The lines below starting at the line containing "PR #295, opened 2020-08-25" and ending at the line containing "- If the API Key State" are to be repeated exactly, with both ends kept and nothing else added.

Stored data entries
· · ·

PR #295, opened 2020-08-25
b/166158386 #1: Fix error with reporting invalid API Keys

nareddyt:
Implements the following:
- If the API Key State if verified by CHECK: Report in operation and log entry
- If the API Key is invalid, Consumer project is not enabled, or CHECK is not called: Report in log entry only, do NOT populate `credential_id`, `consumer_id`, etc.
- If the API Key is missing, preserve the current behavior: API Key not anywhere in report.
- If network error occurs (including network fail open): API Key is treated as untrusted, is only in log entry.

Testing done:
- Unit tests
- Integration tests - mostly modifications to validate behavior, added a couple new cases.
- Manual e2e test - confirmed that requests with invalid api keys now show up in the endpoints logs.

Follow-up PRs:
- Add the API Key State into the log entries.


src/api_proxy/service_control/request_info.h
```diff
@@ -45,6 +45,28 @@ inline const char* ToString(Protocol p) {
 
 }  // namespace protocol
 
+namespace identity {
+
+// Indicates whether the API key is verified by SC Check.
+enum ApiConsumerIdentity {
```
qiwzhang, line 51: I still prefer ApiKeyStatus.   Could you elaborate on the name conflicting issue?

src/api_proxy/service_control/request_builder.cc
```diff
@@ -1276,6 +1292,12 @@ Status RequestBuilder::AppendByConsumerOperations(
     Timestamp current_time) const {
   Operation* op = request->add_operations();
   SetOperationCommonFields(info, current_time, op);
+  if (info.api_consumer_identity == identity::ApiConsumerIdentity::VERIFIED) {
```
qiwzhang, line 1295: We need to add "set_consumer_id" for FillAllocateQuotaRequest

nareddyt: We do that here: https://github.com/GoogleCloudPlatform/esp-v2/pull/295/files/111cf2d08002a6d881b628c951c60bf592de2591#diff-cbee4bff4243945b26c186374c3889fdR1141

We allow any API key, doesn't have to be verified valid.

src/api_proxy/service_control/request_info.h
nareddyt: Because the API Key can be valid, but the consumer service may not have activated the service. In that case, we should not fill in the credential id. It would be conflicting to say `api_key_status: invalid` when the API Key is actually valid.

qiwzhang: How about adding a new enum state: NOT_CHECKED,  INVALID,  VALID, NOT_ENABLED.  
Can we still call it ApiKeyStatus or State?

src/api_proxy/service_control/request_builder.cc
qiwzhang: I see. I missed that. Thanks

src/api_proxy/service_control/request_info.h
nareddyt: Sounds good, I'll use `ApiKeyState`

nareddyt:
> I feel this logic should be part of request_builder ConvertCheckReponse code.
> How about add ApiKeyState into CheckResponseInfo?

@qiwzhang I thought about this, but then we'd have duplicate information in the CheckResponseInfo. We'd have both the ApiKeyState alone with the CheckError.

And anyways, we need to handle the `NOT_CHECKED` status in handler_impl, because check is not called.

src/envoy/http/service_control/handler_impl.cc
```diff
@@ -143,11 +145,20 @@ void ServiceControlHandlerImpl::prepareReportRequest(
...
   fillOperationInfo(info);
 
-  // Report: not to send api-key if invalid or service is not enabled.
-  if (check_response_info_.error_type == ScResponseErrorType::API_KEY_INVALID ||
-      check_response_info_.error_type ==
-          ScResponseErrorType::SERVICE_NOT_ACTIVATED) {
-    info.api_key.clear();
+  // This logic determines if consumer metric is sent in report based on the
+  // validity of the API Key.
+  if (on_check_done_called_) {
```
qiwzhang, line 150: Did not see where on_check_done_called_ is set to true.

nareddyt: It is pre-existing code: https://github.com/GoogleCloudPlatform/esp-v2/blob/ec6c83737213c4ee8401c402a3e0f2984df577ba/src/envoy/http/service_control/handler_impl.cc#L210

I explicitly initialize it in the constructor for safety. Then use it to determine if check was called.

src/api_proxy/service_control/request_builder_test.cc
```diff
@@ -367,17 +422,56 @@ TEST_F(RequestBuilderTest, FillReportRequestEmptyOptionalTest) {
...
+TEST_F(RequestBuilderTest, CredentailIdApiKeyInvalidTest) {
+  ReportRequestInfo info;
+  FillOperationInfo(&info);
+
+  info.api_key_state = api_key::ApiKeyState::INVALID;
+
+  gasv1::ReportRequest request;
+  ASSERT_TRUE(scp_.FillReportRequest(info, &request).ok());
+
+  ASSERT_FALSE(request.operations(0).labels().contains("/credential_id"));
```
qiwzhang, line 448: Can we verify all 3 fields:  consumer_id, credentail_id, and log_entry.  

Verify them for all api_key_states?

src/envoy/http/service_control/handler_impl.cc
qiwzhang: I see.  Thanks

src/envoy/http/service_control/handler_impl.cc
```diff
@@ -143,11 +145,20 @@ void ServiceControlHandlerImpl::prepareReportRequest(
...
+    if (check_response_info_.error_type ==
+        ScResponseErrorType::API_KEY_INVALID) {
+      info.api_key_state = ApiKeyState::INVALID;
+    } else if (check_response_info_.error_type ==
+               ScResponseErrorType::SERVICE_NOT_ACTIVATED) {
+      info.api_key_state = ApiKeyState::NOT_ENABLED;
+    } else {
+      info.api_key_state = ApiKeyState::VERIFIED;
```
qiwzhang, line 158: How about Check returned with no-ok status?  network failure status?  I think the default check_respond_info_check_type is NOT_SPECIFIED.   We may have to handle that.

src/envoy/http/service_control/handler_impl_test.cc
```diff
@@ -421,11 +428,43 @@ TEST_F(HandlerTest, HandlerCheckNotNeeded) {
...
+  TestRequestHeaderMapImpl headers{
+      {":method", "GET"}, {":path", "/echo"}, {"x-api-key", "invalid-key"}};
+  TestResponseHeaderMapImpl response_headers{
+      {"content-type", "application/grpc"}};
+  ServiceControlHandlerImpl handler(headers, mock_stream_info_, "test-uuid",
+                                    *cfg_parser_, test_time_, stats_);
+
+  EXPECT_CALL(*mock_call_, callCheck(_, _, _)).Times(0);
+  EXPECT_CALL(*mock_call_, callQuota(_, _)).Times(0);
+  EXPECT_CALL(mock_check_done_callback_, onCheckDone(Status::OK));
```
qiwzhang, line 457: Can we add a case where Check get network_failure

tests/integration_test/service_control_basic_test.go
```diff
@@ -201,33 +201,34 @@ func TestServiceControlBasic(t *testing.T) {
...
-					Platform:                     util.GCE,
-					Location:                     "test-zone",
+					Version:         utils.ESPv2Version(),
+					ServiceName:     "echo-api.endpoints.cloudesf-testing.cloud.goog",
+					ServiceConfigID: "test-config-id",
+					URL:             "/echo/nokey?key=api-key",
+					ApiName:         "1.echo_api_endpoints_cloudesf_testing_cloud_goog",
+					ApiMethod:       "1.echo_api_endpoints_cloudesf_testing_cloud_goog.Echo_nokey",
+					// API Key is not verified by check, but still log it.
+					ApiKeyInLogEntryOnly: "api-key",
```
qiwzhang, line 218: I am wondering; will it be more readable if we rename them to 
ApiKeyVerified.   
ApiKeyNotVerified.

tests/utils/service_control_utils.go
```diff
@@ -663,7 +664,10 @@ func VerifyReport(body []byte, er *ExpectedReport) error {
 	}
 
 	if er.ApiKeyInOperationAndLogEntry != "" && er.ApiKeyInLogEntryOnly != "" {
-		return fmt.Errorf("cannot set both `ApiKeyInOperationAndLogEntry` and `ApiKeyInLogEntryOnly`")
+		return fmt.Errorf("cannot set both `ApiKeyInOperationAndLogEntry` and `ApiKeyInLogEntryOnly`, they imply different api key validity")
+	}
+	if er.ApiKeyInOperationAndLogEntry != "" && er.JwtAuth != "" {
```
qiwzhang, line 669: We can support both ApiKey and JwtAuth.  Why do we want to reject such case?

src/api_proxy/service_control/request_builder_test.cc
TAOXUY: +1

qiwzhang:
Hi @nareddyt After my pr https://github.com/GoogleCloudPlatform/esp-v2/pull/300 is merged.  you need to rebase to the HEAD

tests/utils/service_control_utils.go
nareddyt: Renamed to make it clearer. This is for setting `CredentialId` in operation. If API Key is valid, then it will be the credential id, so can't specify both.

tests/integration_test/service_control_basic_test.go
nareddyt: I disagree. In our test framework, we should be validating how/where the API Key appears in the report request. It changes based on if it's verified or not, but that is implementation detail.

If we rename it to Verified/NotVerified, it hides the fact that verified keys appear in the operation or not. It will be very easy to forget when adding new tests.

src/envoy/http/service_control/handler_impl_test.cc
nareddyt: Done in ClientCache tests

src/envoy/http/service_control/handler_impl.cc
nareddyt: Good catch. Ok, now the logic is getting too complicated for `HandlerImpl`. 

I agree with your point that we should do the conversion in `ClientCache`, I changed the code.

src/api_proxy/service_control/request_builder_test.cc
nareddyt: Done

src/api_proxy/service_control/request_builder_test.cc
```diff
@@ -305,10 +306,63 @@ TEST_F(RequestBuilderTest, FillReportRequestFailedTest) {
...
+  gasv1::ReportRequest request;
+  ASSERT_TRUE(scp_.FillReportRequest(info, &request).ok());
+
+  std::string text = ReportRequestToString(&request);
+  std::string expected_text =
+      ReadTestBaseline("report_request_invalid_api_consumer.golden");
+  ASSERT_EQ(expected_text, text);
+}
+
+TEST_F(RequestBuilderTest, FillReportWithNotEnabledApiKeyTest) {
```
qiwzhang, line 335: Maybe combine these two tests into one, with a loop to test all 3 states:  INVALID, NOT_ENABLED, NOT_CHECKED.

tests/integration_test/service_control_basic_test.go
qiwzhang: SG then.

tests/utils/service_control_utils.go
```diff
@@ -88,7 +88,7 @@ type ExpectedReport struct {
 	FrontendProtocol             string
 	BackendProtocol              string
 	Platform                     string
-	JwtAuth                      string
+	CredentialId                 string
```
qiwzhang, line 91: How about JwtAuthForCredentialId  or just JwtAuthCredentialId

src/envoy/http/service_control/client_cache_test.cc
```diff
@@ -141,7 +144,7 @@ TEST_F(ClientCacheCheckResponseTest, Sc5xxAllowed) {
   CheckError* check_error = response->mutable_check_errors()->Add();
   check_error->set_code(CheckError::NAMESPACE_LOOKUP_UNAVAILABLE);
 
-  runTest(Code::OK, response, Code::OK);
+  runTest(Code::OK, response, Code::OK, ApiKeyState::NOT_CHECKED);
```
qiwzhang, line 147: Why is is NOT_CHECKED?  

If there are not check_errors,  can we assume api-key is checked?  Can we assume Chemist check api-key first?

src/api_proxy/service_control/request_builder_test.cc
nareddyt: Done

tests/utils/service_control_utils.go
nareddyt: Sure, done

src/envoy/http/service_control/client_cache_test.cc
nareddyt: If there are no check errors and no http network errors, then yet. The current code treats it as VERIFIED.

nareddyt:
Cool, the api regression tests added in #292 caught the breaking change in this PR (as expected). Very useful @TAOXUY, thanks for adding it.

· · ·

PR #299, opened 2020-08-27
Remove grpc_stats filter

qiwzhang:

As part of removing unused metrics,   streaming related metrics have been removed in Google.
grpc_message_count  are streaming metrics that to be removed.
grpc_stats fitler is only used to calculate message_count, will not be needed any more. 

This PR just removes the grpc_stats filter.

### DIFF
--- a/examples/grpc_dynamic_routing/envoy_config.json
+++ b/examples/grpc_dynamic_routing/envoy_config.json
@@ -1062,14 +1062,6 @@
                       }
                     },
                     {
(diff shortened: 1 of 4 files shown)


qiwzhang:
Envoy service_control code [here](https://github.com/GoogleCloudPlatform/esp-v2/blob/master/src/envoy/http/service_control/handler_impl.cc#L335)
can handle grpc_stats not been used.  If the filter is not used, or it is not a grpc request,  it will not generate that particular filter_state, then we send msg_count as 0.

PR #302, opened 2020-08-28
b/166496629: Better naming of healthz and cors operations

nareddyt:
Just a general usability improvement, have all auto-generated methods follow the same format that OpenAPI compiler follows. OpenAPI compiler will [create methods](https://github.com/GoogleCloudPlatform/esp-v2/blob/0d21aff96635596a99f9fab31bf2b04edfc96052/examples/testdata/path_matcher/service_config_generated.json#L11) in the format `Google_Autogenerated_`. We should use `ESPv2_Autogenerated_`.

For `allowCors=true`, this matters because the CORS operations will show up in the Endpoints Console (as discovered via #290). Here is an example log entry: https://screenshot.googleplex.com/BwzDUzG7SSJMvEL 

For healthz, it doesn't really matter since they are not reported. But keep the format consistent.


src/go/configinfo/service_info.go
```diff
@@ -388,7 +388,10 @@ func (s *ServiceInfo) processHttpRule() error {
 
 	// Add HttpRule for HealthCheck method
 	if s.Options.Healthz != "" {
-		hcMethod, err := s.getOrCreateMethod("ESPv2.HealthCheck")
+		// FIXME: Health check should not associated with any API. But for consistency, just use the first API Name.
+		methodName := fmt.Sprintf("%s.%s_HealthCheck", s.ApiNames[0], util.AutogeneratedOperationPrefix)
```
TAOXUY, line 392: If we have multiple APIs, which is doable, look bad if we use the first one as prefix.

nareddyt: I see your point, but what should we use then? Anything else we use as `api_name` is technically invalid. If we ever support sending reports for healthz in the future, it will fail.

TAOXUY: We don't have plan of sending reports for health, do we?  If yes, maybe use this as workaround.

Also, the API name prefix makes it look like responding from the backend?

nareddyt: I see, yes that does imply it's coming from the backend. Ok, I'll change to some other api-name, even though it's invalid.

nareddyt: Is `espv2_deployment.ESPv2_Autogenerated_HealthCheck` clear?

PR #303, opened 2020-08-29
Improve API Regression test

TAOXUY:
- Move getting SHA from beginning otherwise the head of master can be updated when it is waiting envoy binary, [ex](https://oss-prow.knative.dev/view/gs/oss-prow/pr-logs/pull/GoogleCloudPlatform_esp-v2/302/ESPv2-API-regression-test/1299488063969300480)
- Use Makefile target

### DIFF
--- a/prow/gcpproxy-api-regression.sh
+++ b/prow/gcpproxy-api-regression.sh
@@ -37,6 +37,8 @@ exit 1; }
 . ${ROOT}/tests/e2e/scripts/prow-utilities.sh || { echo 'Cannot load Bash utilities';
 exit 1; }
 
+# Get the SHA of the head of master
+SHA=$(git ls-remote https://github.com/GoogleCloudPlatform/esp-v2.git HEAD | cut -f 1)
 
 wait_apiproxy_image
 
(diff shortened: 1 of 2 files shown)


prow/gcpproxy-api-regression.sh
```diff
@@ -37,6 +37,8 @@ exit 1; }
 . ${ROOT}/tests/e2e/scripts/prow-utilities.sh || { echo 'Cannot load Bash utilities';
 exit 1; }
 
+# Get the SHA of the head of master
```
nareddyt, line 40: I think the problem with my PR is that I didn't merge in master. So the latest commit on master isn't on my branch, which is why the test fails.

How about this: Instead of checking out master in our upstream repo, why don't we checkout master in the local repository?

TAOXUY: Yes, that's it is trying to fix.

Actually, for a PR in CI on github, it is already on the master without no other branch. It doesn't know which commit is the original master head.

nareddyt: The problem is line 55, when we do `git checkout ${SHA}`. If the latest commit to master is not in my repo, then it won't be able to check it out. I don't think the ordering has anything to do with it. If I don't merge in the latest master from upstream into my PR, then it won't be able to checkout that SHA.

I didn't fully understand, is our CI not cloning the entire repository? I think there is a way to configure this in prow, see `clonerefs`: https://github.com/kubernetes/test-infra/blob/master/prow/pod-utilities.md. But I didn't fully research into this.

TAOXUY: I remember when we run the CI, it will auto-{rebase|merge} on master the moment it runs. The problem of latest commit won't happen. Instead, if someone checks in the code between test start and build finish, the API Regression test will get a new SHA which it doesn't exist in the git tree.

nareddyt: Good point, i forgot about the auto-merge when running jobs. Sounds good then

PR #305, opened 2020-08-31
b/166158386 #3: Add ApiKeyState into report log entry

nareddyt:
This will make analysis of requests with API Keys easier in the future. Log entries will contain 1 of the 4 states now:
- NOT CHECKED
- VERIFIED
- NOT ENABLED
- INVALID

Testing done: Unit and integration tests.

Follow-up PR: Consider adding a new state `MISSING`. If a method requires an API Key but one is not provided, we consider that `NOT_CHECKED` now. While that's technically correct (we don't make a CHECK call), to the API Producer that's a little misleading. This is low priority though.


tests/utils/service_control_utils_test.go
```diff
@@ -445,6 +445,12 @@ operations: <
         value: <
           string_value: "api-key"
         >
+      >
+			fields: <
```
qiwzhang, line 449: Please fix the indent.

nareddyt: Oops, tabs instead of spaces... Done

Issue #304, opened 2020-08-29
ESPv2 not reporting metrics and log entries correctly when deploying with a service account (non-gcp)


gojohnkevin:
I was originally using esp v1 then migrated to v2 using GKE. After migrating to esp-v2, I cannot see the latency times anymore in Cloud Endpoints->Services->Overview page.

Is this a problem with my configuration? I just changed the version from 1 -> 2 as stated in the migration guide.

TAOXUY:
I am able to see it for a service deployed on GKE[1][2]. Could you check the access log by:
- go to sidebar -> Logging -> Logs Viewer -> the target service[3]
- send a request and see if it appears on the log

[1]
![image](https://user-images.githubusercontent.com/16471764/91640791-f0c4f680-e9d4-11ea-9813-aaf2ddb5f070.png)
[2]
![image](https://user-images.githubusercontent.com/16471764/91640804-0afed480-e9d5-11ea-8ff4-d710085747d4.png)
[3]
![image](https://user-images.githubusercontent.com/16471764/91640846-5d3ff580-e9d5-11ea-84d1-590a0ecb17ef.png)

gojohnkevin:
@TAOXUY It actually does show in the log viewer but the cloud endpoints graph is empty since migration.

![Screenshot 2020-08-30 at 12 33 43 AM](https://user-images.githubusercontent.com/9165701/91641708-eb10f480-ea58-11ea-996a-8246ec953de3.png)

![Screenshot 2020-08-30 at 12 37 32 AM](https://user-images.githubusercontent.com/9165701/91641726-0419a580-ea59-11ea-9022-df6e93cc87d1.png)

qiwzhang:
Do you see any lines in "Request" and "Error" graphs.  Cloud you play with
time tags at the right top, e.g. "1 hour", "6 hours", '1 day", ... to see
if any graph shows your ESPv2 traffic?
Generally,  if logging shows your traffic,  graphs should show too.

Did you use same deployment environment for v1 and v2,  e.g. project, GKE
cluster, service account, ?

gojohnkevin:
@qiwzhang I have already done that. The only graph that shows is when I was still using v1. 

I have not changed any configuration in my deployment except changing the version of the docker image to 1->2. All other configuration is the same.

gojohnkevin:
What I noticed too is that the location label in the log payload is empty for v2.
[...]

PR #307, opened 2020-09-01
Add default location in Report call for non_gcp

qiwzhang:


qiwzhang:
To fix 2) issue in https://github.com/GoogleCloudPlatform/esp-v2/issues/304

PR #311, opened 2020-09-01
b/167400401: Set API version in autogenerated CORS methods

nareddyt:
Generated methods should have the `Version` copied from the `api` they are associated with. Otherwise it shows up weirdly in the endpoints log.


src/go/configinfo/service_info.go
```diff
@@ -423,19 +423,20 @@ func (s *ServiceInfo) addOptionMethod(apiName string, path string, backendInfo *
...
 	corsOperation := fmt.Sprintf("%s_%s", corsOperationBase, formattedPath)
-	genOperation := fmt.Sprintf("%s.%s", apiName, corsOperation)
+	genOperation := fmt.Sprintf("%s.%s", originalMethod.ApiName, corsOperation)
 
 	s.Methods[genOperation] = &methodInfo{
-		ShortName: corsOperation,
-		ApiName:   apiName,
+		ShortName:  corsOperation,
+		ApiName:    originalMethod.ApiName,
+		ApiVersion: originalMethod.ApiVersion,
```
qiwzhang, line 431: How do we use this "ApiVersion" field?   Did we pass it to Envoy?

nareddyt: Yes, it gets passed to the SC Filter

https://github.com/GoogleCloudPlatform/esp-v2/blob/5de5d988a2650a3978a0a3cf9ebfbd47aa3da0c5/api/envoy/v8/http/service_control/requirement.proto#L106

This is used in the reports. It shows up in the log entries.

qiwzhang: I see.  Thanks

· · ·

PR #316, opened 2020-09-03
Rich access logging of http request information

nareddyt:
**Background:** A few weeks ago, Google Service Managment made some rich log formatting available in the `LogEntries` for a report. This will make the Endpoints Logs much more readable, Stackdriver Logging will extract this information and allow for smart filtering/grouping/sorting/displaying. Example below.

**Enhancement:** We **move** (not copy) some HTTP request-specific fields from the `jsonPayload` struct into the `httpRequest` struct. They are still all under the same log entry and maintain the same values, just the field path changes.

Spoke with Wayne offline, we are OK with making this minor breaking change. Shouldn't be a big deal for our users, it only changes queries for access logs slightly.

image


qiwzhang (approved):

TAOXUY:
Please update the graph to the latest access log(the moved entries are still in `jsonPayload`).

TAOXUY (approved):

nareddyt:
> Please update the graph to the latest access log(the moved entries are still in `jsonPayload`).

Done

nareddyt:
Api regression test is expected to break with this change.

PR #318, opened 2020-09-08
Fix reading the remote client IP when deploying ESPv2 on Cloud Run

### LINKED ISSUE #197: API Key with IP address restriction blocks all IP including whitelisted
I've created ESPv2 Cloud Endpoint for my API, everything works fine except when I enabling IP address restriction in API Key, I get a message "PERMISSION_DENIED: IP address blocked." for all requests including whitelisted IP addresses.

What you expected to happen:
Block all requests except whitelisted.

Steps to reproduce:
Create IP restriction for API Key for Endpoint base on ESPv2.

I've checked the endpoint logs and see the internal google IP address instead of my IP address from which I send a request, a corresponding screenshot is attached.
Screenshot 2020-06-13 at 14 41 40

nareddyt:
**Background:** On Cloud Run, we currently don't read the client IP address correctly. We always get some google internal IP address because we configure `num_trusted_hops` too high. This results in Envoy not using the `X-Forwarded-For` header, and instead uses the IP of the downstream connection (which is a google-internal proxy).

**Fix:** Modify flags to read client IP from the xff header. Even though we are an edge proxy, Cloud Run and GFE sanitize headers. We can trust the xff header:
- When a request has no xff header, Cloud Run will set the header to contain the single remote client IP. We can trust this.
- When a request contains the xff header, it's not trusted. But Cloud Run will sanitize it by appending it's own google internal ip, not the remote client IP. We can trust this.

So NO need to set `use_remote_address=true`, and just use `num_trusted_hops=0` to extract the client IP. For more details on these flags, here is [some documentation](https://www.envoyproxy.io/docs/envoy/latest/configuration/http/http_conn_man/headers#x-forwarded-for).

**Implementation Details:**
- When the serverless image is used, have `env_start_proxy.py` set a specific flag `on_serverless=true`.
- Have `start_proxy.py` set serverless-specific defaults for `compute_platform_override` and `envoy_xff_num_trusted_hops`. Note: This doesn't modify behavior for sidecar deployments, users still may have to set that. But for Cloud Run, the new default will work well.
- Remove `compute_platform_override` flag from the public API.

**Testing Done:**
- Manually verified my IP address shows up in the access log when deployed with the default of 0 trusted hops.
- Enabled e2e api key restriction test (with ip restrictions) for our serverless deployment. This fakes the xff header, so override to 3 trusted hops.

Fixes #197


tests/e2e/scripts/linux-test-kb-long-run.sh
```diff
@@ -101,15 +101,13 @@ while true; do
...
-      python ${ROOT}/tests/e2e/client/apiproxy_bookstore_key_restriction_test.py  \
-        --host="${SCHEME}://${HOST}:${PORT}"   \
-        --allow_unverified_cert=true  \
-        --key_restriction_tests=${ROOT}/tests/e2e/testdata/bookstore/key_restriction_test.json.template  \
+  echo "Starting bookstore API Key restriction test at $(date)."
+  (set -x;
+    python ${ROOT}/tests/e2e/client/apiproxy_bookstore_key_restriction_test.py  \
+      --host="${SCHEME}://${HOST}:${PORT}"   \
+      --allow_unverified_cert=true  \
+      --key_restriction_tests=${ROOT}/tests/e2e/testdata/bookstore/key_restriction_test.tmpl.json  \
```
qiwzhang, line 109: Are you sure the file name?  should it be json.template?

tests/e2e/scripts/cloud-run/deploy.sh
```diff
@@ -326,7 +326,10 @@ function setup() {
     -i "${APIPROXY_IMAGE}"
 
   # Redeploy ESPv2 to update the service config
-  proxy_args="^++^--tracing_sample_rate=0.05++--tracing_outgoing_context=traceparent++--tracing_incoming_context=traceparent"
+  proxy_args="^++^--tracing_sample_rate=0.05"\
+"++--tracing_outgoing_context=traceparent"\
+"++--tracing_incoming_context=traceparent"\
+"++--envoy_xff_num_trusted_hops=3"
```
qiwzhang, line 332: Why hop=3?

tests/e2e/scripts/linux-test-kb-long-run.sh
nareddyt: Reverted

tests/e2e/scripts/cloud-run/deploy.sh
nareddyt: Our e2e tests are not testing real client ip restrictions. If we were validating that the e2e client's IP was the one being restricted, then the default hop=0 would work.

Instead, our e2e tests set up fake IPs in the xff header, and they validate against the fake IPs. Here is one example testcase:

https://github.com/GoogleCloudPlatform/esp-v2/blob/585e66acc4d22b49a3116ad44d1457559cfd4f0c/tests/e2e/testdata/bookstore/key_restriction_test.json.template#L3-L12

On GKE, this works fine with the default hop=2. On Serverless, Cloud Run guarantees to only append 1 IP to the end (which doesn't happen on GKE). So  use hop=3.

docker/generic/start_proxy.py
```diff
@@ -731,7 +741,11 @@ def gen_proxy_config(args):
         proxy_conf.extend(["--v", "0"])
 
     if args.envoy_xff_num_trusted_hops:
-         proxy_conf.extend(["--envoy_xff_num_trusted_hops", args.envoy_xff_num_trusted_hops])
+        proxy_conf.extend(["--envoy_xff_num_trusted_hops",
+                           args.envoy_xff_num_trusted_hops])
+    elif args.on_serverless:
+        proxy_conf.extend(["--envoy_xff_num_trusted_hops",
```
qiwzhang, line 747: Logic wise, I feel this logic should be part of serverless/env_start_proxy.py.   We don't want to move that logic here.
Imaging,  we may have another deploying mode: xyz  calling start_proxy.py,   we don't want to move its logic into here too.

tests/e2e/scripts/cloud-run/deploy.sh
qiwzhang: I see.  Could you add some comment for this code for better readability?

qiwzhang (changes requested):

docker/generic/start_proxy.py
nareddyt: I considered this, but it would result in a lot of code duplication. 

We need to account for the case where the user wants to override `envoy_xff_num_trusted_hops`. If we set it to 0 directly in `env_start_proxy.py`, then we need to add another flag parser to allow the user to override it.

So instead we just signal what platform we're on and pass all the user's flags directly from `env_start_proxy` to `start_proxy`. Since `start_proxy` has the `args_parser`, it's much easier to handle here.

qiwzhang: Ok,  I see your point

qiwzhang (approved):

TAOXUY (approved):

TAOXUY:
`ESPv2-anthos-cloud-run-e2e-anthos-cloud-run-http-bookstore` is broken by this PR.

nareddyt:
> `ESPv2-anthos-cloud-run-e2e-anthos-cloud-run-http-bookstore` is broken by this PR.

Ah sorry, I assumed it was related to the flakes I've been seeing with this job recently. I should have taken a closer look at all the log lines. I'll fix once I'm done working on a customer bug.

· · ·

* **Exercise answer**
PR #295, opened 2020-08-25
b/166158386 #1: Fix error with reporting invalid API Keys

nareddyt:
Implements the following:
- If the API Key State if verified by CHECK: Report in operation and log entry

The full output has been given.